Issue #97, opened 2025-07-30
Coal mines


Ida-droid:
## The motivation
Currently, openmethane-prior uses the ANGA total emission for Australia's fugitive emissions and regrids it using the Climate Trace dataset. In more detail, they normalise the Climate trace emission for each particular facility to obtain the relative contributions and then scale these by Australia's national fugitive emission number. 
They are not differentiating between mining emissions or oil and gas emissions. In the end, they are using the term "fugitive emissions." 

## Issues: 
Misallocation: 
The first issue is that mines have a spatial extent or source locations that are not at the facility location. 
For example, open-cut areas of the surface mines tend to extend spatially, sometimes several kilometres. Active mining in those open-cut areas produces most of the mine's emissions. These open-cut areas can thereby extend multiple grid cells, even in the 10 km spatial resolution grid, therefore leading to a misallocation of the mine's emissions if ignored.
Climate Trace is a good dataset to start with when using the mine's location, but sometimes, it is not up to date and might include mines that have already closed or neglect mines that have just been opened. 

Wrong prior emission: 
Climate Trace is unsuitable for obtaining each facility's relative contributions because it overestimates the opencut mine emissions by using too generous emission factors. 
Better prior emission datasets need to be included. 

## The proposed solution
1. There must be a roadmap of how and when to manually or automatically check the datasets: 
Is the facility still open? 
Do you know if the mine pit is still active? 
Is there a new mine pit? 
Is there a new ventilation shaft? 

Determine whether a mine is closed or operating: 
Mine locations, their owner, and parent ownership can be looked up in the following databases: 
https://globalenergymonitor.org/projects/global-coal-mine-tracker/tracker-map/
and https://portal.ga.gov.au/persona/minesatlas
These datasets are accurate, but sometimes don't account for a recent mine closure or opening. 
The reason is that sometimes, only news articles exist to determine whether a mine is closed. This poses another issue: you need to check if the mines are still operating manually. 

2. Update the emissions using Safeguard. 
Since this year (2025), many coal mines have been required to report their methane emissions in units of CO2eq to Safeguard.
The new Safeguard data covers the emissions for several facilities for the 2023-2024 period. 
 
Not all coal mines are safeguard facilities, but they must report to ANGA. 
Some of the mines that haven't reported to Safeguard are covered in the CSIRO dataset for the financial year 2020-2021: 
https://data.csiro.au/collection/csiro%3A62981v1
[...]

PR #141, opened 2025-10-28
Separate "fugitive" into "coal" and "oil and gas" sectors

### LINKED ISSUE #140: Separate "fugitive" layer into "coal" and "oil and gas"
## The problem

Relates to #97.

The current "fugitive" sector layer combines a coal mine dataset and an oil and gas facilities dataset into a single "fugitive facilities" list. It uses this list to spatialise the total emissions for the UNFCCC "1.B Fugitive Emissions From Fuels" sector.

§ §

● **What you are asked to do**: The line containing "PR #141, opened 2025-10-28" and all lines after it, to the end of the records, are to be output exactly and alone.

● **Answer to this exercise**:
PR #141, opened 2025-10-28
Separate "fugitive" into "coal" and "oil and gas" sectors

### LINKED ISSUE #140: Separate "fugitive" layer into "coal" and "oil and gas"
## The problem

Relates to #97.

The current "fugitive" sector layer combines a coal mine dataset and an oil and gas facilities dataset into a single "fugitive facilities" list. It uses this list to spatialise the total emissions for the UNFCCC "1.B Fugitive Emissions From Fuels" sector.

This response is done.